ASSIGNMENT
Report each line of the entries that includes "check" by copying it.

Saved entries
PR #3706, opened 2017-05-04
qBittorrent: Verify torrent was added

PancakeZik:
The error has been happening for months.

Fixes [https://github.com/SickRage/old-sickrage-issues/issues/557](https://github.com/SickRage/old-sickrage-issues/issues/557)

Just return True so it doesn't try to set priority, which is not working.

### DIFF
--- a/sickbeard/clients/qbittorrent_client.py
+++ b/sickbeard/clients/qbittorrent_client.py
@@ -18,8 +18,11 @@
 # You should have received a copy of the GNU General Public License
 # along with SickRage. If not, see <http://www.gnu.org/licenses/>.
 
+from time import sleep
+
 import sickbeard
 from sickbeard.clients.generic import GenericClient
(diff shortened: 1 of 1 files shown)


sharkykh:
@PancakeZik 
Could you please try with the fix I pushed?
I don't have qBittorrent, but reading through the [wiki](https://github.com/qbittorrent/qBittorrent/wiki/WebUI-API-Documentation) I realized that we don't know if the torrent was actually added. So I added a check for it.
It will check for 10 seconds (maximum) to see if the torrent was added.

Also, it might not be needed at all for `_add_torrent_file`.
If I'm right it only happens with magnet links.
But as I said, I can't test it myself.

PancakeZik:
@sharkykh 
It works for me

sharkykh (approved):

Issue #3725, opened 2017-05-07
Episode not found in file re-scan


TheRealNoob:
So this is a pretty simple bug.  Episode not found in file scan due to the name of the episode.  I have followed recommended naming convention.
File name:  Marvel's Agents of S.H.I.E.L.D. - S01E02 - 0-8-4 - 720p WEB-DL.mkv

EXERCISE ANSWER
I don't have qBittorrent, but reading through the [wiki](https://github.com/qbittorrent/qBittorrent/wiki/WebUI-API-Documentation) I realized that we don't know if the torrent was actually added. So I added a check for it.
It will check for 10 seconds (maximum) to see if the torrent was added.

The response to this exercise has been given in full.